Atchison, Topeka & Santa Fe Railway Co. v. Public Utilities Commission

ERICKSON, Justice,

dissenting:

I respectfully dissent. In my view there is no competent evidence in the record before us to support the commission’s conclusions that the railroads and the City and County of Denver derive equal benefits from the viaduct, and that the assessment against Santa Fe and Burlington should be equally divided.

Although a reviewing court may not substitute its judgment for that of the PUC, it must determine whether there is competent evidence in the record to support the PUC’s decision. RAM Broadcasting of Colorado, Inc. v. Public Utilities Comm’n., 702 P.2d 746 (Colo.1985); Atchison, Topeka & Santa Fe Ry. Co. v. Public Utilities Comm’n, 194 Colo. 263, 572 P.2d 138 (1977). Similarly, while the findings and conclusions of the commission are presumed to be valid, and must be reviewed in the light most favorable to the commission’s decision, a PUC decision that is not supported by substantial evidence must be set aside. Home Builders Ass’n v. Public Utilities Comm’n, 720 P.2d 552 (Colo.1986).

Here, the commission concluded that Denver’s benefits of increased traffic flow are equal to the railroads’ benefits of increased speed over a surface crossing and the elimination of auto-train accidents that might occur at a grade-level crossing. However, the commission’s conclusion is based entirely on expert opinion testimony, primarily that of John Baier, Staff Transportation Engineer for the PUC. Baier’s testimony is comprised only of assumptions and conclusions, without any statistical data or empirical observations to support his opinions. For example, he did not provide the commission with data concerning the frequency of auto-train accidents at an at-grade crossing, with data concerning the added time the railways would save by a viaduct crossing, or with data concerning the railways’ exposure to liability resulting from an at-grade crossing. In sum, Baier’s “base case” methodology reaches the presumptive and unsupported conclusion that Denver and the railways benefit equally from the viaduct. Common sense dictates that the main benefit of the viaduct is better handling of traffic flow, a benefit to Denver only. Baier’s testimony assumed equal benefits instead of attempting to actually measure, quantify or document the benefits to Denver and the railroads, and then weigh the benefits of each party against each other.

In my view, therefore, the commission acted arbitrarily when it relied on Baier’s *1045conclusions rather than documenting and weighing the benefits to both parties as required by section 40-4-106(3)(c)(I), 17 C.R.S. (1984). The PUC’s conclusion that the railways derive as much benefit from the viaduct as does Denver is not supported by substantial or competent evidence.

Further, the commission disregarded a statutory directive when it allocated the cost assessment between Burlington and Santa Fe solely on the basis of track ownership. Subsection 40-4-106(3)(c)(II), 17 C.R.S. (1984), states: “In the allocation of class I railroad corporations’ share of expenses for a grade separation construction project pursuant to paragraphs (a) and (b) of this subsection (3), the commission shall consider the benefits, if any, which shall accrue between the class I railroad corporations affected.” (Emphasis added'.)

Disregarding the plain meaning of subsection 40-4-106(3)(c)(II), Baier failed to consider the respective benefits of the viaduct which would accrue to each railroad. He gave no consideration to the number of trains each railroad operated, the length of the trains, or the amount of increase in revenues each railroad would receive as a direct result of the construction of the viaduct.1 At the hearing, Baier admitted on cross-examination that he declined to consider the amount and volume of train traffic of each railroad and failed to consider the fact that Santa Fe only operates four trains a day under the viaduct.
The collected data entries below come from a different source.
PR #390, opened 2025-03-11
Add a new sonic-config role for SONiC configuration.

iljarotar:
## Description

This PR introduces a new sonic-config role to replace the existing sonic role. Most of the variables work the same way they do for the sonic role. But instead of using a jinja template to render a config_db.json, the [ConfigDB utils](https://github.com/metal-stack/sonic-configdb-utils) are used. It's a tool that uses mostly the same logic as the template but adds more validation and simplifies some of the logic as well. 

Furthermore, I added a static minimal config_db.json to the ztp role and removed the optional `ztp_provisioning_script` as it was only used as a workaround to replace the broken dhcp_relay, which is not necessary anymore.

Again, the commission based its decision solely on Baier’s recommendations.2 In my opinion, by not considering the added benefits accruing between the two railroads affected, and by basing its decision solely on track ownership, the commission violated subsection 40 — 4—106(3)(c)(II). The 50% allocation of the costs to each railroad is nothing more than arbitrary and is not supported by any factual predicate.
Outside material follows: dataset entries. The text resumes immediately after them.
PR #392, opened 2025-03-12
stop mirroring from eu.gcr.io

mwennrich:
## Description

```
"error":"GET https://eu.gcr.io/v2/gardener-project/hyperkube/tags/list?n=1000: DENIED: Failed to read tags for host 'eu.gcr.io'
```
=> eu.gcr.io has been disabled, stop trying to mirror from it

### DIFF
--- a/control-plane/roles/isolated-clusters/defaults/main/images.yaml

Because I believe that the commission abused its discretion by rendering decisions unsupported by competent and substantial evidence, I would reverse and remand to the district court with directions to return the case to the Public Utilities Commission for further proceedings consistent with this opinion.

I am authorized to say that JUSTICE ROVIRA and JUSTICE KIRSHBAUM join in this dissent.
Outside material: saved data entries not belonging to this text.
PR #401, opened 2025-03-26
Add retries to wait for metal-core to come up

iljarotar:
## Description

Sometimes when metal-core does not come up a simple restart can fix it. Therefore, instead of simply waiting for metal-core to come up, a restart will be attempted 5 times before the task fails.

### DIFF
--- a/partition/roles/metal-core/tasks/main.yaml
+++ b/partition/roles/metal-core/tasks/main.yaml
@@ -116,4 +116,4 @@
     retry_counter: 0
   include_tasks: wait_for_metal_core.yaml
   with_sequence: start=0 end={{ max_retries }}
-  when: "{{ result }} is defined and {{ result }} is failed"
+  until: result is defined and result is success
--- a/partition/roles/metal-core/tasks/main.yaml
+++ b/partition/roles/metal-core/tasks/main.yaml
@@ -117,4 +117,5 @@
   include_tasks: wait_for_metal_core.yaml
   with_sequence: start=0 end={{ max_retries }}
   loop_control:
-    break_when: result is success
+    break_when:
+      - result is success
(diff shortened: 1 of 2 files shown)


robertvolkmann (changes requested):
Did you find the cause of the problem and try to fix it before using a workaround?

iljarotar:
The problem is that after applying a breakout config to SONiC the ports sometimes take a while before they are ready. In certain cases the metal-core will fail to register if the breakouts in the running config are not what it was expecting. One possible solution is to wait for the breakouts to settle before finishing the sonic role. The only way I can think of to achieve this is by parsing the running config and comparing it to the expected breakout config. This seems pretty verbose and I'm not sure if it is worth it. I don't see a problem with simply restarting the metal-core a few times before failing. It does not increase the overall timeout and doesn't break anything.

iljarotar:
It's not a line in the metal-core but metal-api. https://github.com/metal-stack/metal-api/blob/3d853dbab796fa4ca96e9d10d795e9b9cf378c93/cmd/metal-api/internal/service/switch-service.go#L981

This occurs if the switch was present in the database before and had machines connected to ports with a breakout config that differs from the default. When the switch is newly set up and the breakout config is reset, then it needs to be restored before the metal-core attempts to register.

robertvolkmann:
Your method will not stop a switch from registering with an incorrect set of interfaces if those interfaces were not previously in the database.

The underlying issue is that it takes too long for the breakout to display the new Linux interfaces.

. An employee of Santa Fe testified at the hearing that on the average, Burlington operates six times as many trains under the viaduct as Santa Fe. Burlington’s trains are also much longer than those operated by Santa Fe. Because each railway retains the revenues and pays expenses in proportion to its wheel count, any allocation between the railways would have to recognize the dominance of Burlington’s use of the tracks under the viaduct.

. Despite undisputed evidence in the record demonstrating Burlington Northern’s more frequent use of the tracks under the viaduct, the commission concluded that “[b]oth railroads are equally responsible for and will equally benefit from the construction of the proposed viaduct.”